According to a global eFinancialCareers staff-diversity survey, around 30 percent of Singaporeans said they had experienced or witnessed discrimination on the grounds of nationality at their currently employer – a larger percentage than for either age or gender discrimination in the country.
In fact, our former Minister of Manpower, Tan Chuan Jin, had also admitted that some foreigners have been taking advantage of our liberal laws. Quoting him:
“We have heard anecdotes of how in certain cases, heads of business units or HR managers have a preference for candidates they are familiar with or of the same nationality, for reasons that are irrelevant to job performance and irrespective of whether they are more competent than other candidates…
We have also heard of situations where Singaporeans were retrenched or made to resign in the name of down-sizing, only to realise later that their positions were given to foreigners, who were coincidentally from the same countries as the business heads…
Let me be quite blunt. Would these practices not sound discriminatory? Would any respectable progressive company endorse these practices? If this hiring is indeed because they care only about choosing familiar candidates and not about hiring the ‘best man for the job’, then such practices have no place in Singapore’s workplaces. Discrimination will not and cannot be tolerated.”
3) The Singaporeans First Policy may improve Foreigners’ attitudes towards locals
Besides the sense of entitlement among many foreign PMETs, what worries me is the growing trend of foreign PMETs belitting and making offensive remarks about Singaporeans.
One case stood out at the end of 2015. The first would be the case of a Filipino man, Ello Ed Mundsel Bello who was an employee of Tan Tock Seng Hospital.
He called us losers, talked about how his race would take over our country and proclaimed that “PINOY BETTER AND STRONGER THAN STINKAPOREANS”. Edz Ello eventually took down his post and apologized after Singaporeans filed a police report about his seditious comments.

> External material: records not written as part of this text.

Issue #3358, opened 2020-07-23
SSO and cookie issue


dboyer:
Reported by Concord Consortium:

We discovered an issue logging in to MMW when it is embedded in LARA and Chrome's new SameSite cookie policy is enabled.

You can learn more about the SameSite cookie policy change here: https://www.chromium.org/updates/same-site
This article might be a better read: https://blog.heroku.com/chrome-changes-samesite-cookie

The gist is that Chrome is gradually rolling out a more strict cookie policy. By default this policy prevents cookies from "3rd party" sites.
When MMW is embedded in LARA, MMW is considered a 3rd party site because it is in an iframe of a different domain.
Because MMW doesn't include properties in it cookies to override this default, chrome will not store cookies sent by MMW when it is in an iframe.

rajadain:
Timeframe:

**July 14, 2020**: SameSite cookie enforcement has resumed, with a gradual rollout starting today (July 14) and ramping up over the next several weeks as we continue to monitor overall ecosystem readiness and engage with websites and services to ensure they are prepared for the SameSite labeling policy. The SameSite features are being enabled for Chrome Stable channel users on versions 80 and 81 (who should update Chrome!), 83, as well as the newly released 84.

So we may need to work on this sooner than later.

rajadain:
Use this site to test: http://concord-consortium.github.io/lara-interactive-api/

PR #3360, opened 2020-07-24
Add, configure django-cookies-samesite

rajadain:
## Overview

Recent versions of Chrome require cookies be set with explicit Cross Site policies. Since MMW is embedded within the LARA educational system, logging in requires cookies to be tagged with "SameSite=None; Secure".

This configuration is [available out of the box in Django 2.1+](https://docs.djangoproject.com/en/2.1/ref/settings/#std:setting-SESSION_COOKIE_SAMESITE), in order to use it in Django 1.11 we add the [`django-cookies-samesite`](https://pypi.org/project/django-cookies-samesite/) package.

As a Singaporean, I find it sad that some foreigners feel entitled to the same rights as citizens and even look down on us. I hope that the examples I have encountered are only a small minority and certainly do not represent the views of most foreign PMETs here.
In most other countries, foreign workers will feel grateful for the educational and employment opportunities they have been given but we seem to be taken for granted despite having given more than most countries.
I guess Singapore’s super liberal immigration policies have caused some of the foreign PMETs in Singapore to believe they are superior and made it here entirely based on their merit alone.
Thus, restoring the rights of our citizens by having a Singaporeans First Policy would help reduce the sense of entitlement and superiority which some ungrateful foreign PMETS have.
By writing this post, I would like to emphasize that I am not against foreigners who wish to come here to contribute to our economy. In fact, I enjoy being in an internationally diverse workplace and learning about foreign cultures. My curiosity and love for learning more about those who come from different cultural backgrounds is why I have jumped at every opportunity I could to work, compete and study abroad.
However, it definitely crosses the line when some foreigners feel entitled to citizenship rights without the obligations, or abuse our generous system to hire those of the same nationality as them.